#### [YOUR OBJECTIVE]
All lines that hold the string "camera" should be copied. Find them in the listing below.

#### [WORKING DATA]
○ ○ ○ ○ ○ ○ ○

PR #5358, opened 2023-07-27
Add new action to create project structure only on ftrack

mre7a:
## Changelog Description
Add a new action to create Ftrack hierarchy and avoid folder structure creation. 

## Additional info
By now, we are only able to create folder structure and also Ftrack hierarchy if needed. The problem is for some departments, we just require the structure on Ftrack, and we don't want any folder creation. 

## Testing notes:
1. Create a folder structure with [Ftrack] identifier for the project.
2. Run the Create Ftrack Project Structure action on Ftrack.
3. Just the Ftrack part of the structure should be created and only on Ftrack.


iLLiCiTiT:
Duplicating the action to remove single line is overkill. It would be better to have interface where user could choose if wants to create folder structure, or a setting where studio can choose if wants to create folder structure when the action is called.

mre7a:
> Duplicating the action to remove single line is overkill. It would be better to have interface where user could choose if wants to create folder structure, or a setting where studio can choose if wants to create folder structure when the action is called.

Thanks for the reply. I agree.
Saying that, what do you think about adding a new identifier in addition to `[ftrack]` in the code, for example `[ftrackOnly]` ?

mkolar:

We're closing it down, but we'll he happy for a new PR to [ynput/ayon-ftrack](https://github.com/ynput/ayon-ftrack) repository.

PR #5359, opened 2023-07-27
Bugfix: Houdini Creator use selection even if it was toggled off

mustafa-zarkash:
## Changelog Description
When creating many product types (families) one after another without refreshing the creator window manually 
if you toggled `Use selection` once, all the later product types will use selection even if it was toggled off

Here's Before 
it will keep use selection even if it was toggled off, unless you refresh window manually 

https://github.com/ynput/OpenPype/assets/20871534/8b890122-5b53-4c6b-897d-6a2f3aa3388a

Here's After 
it works as expected

https://github.com/ynput/OpenPype/assets/20871534/6b1db990-de1b-428e-8828-04ab59a44e28

## Testing notes:
create publishes one after another with different `Use selection` on and off

### DIFF
--- a/openpype/hosts/houdini/api/plugin.py
+++ b/openpype/hosts/houdini/api/plugin.py
@@ -170,6 +170,8 @@ class HoudiniCreator(NewCreator, HoudiniCreatorBase):
 
     def create(self, subset_name, instance_data, pre_create_data):
         try:
+            self.selected_nodes = []
+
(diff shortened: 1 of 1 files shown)


moonyuet (approved):
tested in my side, it doesn't crash anything so far.
code looks good for me too.

mkolar (approved):

PR #5360, opened 2023-07-28
Houdini: Correct camera selection for karma renderer when using selected node

moonyuet:
## Changelog Description
When user creates the karma rop with selected camera by use selection, it will give the error message of "no render camera found in selection".
This PR is to fix the bug of creating karma rop when using selected camera node in Houdini

## Additional info
n/a

## Testing notes:
1. Select a camera in obj network
2. Create Karma ROP with "use selection" enabled.
3. It will automatically fill the camera path to the camera parameter located in "out/karma_ropMain"


openpype/hosts/houdini/plugins/create/create_karma_rop.py
```diff
@@ -66,6 +66,7 @@ def create(self, subset_name, instance_data, pre_create_data):
             # we will use as render camera
             camera = None
             for node in self.selected_nodes:
+                camera = node.path()
```
mustafa-zarkash, line 69: can this line be moved inside the if statement. 

as camera is updated even if it's not camera 
image

mustafa-zarkash (changes requested):

openpype/hosts/houdini/plugins/create/create_karma_rop.py
moonyuet: it is mainly because I haven't implemented camera = node.path() into if condition. it should be fixed now.

mustafa-zarkash (approved):
Looking Good 🚀

PR #5361, opened 2023-07-28
AYON: Environment variables and functions

iLLiCiTiT:
## Changelog Description
Prepare code for ayon-launcher compatibility. Fix ayon launcher subprocess calls, added more checks for `AYON_SERVER_ENABLED`, use ayon launcher suitable environment variables in AYON mode and changed outputs of some functions. Replaced usages of `OPENPYPE_REPOS_ROOT` environment variable with `PACKAGE_DIR` variable -> correct paths are used.

## Additional info
AYON mode with ayon-launcher is not fully compatible now at some points. It tries to launch `ayon_start.py` when running from code instead of `start.py` which is there from time when OpenPype had ayon executables.

### OpenPype
**Publishing**
1. Make sure a script with subprocess is executed (for example burnins extraction)
2. Run publishing in host of your choice
3. Publishing should not crash

**Info in tray**
1. Open info window in tray.
2. Check the information if is valid.

### AYON
1. Create openpype addon
3. Upload addon to server
4. Use the addon in a bundle -> set the bundle as production (or staging)
5. Run ayon launcher
6. Do same validations as for OpenPype

### DIFF
--- a/server_addon/create_ayon_addons.py
+++ b/server_addon/create_ayon_addons.py
@@ -203,7 +203,8 @@ def create_openpype_package(
     ignored_modules = [
         "ftrack",
         "shotgrid",
-        "sync_server",
+        # Sync server is expected as always available at multuple places
+        # "sync_server",
         "example_addons",
         "slack"
     ]
--- a/server_addon/create_ayon_addons.py
+++ b/server_addon/create_ayon_addons.py
@@ -203,7 +203,7 @@ def create_openpype_package(
     ignored_modules = [
         "ftrack",
         "shotgrid",
-        # Sync server is expected as always available at multuple places
+        # Sync server is still expected at multiple places
         # "sync_server",
         "example_addons",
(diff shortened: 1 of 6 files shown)


server_addon/create_ayon_addons.py
```diff
@@ -203,7 +203,8 @@ def create_openpype_package(
     ignored_modules = [
         "ftrack",
         "shotgrid",
-        "sync_server",
+        # Sync server is expected as always available at multuple places
```
iLLiCiTiT, line 206:
```suggestion
        # Sync server is still expected at multiple places
```

kalisp (changes requested):
`ayon_launcher` throws this
AnyDeskMSI_Cv5BnT8bH5

I cannot see applications inside of `Launcher` even when I have `applications` in my production bundle and it seems they are enabled in `Studio Settings`.

PR #5367, opened 2023-07-28
Bugfix: Houdini update defaults variable

mustafa-zarkash:
## Changelog Description
So, something was forgotten while moving out from `LegacyCreator` to `NewCreator`  
`LegacyCreator` used `defaults` to list suggested subset names 
which was changed into `default_variants` in the the `NewCreator`
and setting `defaults` to any values has no effect! 

This update affects: 
- [x] Arnold ASS
- [x] Arnold ROP
- [x] Karma ROP
- [x] Mantra ROP
- [x] Redshift ROP
- [x] VRay ROP

## Additional info1
I have removed  `default_variants` which effectively set variants to `"Main"` as default, so no need to setting it explicitly.

## Additional info2
This bug is the same as #5368

## Testing notes:
1. open creator and check `Variants` menu

### DIFF
--- a/openpype/hosts/houdini/plugins/create/create_arnold_ass.py
+++ b/openpype/hosts/houdini/plugins/create/create_arnold_ass.py
@@ -10,7 +10,6 @@ class CreateArnoldAss(plugin.HoudiniCreator):
     label = "Arnold ASS"
     family = "ass"
     icon = "magic"
-    defaults = ["Main"]
 
     # Default extension: `.ass` or `.ass.gz`
     ext = ".ass"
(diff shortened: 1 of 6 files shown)


moonyuet (approved):
Tested in the rendering instances (I have different Houdini version), Looks good for me

image

mkolar (dismissed):
can we please change all of those to `main` instead of `master` so it matches the rest of the pipeline? Other than that' it's good to go

moonyuet (approved):
image
Looks good for me

PR #5368, opened 2023-07-28
Bugfix: Maya update default_variants variable

mustafa-zarkash:
## Changelog Description
So, something was forgotten while moving out from `LegacyCreator` to `NewCreator`  
`LegacyCreator` used `defaults` to list suggested subset names 
which was changed into `default_variants` in the the `NewCreator`
and setting `defaults` to any values has no effect! 

This update affects: 
- [x] Model
- [x] Set Dress

## Additional info
This bug is the same as #5367

## Testing notes:
1. open creator and check `Variants` menu


BigRoy (approved):
Didn't know about the change, but this seems good to me if that's the new name for the variable.

Issue #5328, opened 2023-07-20
Bug: Publisher infinite growth


brycegbrazen:
### Is there an existing issue for this?

- [X] I have searched the existing issues

### Current Behavior:

On the new publisher, when clicking between the Create and Publish tab, the window grows on the right side indefinitely.

![83f162cfd73ecc53408d83ec93693c23a18a67ef](https://github.com/ynput/OpenPype/assets/69012021/a01bb768-1977-49db-b256-0ca79c0c1585)

### Expected Behavior:

The size of the window stays the same when clicking between the tabs.

### Version

3.16.0

### What platform you are running OpenPype on?

Windows

### Steps To Reproduce:

1. Open the new publisher (I opened the new publisher in Maya).
2. Click between the Create/Publish tabs.
3. Observe the bug.

### Are there any labels you wish to add?

- [X] I have added the relevant labels to the bug report.

PR #5369, opened 2023-07-28
Publisher: Fix create/publish animation

iLLiCiTiT:
## Changelog Description
Use geometry movement instead of changing min/max width.

## Additional info
When animation starts the widgets are removed from parent layout to be able position them freely. When animation is finished they're locked back to layout. The ratio of widgets widths should stay the same.

This may be safer approach how the animation should happen, but there might appear artefacts outside of window borders if Qt in a DCC does not have set window clipping properly (didn't happen to me).

## Testing notes:
1. Run host of your choice (maya, nuke, houdini, other DCCs with their Qt)
2. Open publisher
3. Swap between create, publish and other tabs

Resolves https://github.com/ynput/OpenPype/issues/5328

### DIFF
--- a/openpype/tools/publisher/widgets/overview_widget.py
+++ b/openpype/tools/publisher/widgets/overview_widget.py
@@ -161,14 +161,13 @@ class OverviewWidget(QtWidgets.QFrame):
         self._change_anim = change_anim
 
         # Start in create mode
-        self._create_widget_policy = create_widget.sizePolicy()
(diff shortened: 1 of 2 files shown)


mustafa-zarkash:
The bug is no longer exists in maya.
I tested it in Maya, Houdini and Nuke, It works well.

mustafa-zarkash (approved):
The bug is no longer exists in maya.
[as a user] I tested it in Maya, Houdini and Nuke, It works well.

○ ○ ○ ○ ○ ○ ○

#### [EXERCISE OUTPUT]
Houdini: Correct camera selection for karma renderer when using selected node
When user creates the karma rop with selected camera by use selection, it will give the error message of "no render camera found in selection".
This PR is to fix the bug of creating karma rop when using selected camera node in Houdini
1. Select a camera in obj network
3. It will automatically fill the camera path to the camera parameter located in "out/karma_ropMain"
             # we will use as render camera
             camera = None
+                camera = node.path()
as camera is updated even if it's not camera 
moonyuet: it is mainly because I haven't implemented camera = node.path() into if condition. it should be fixed now.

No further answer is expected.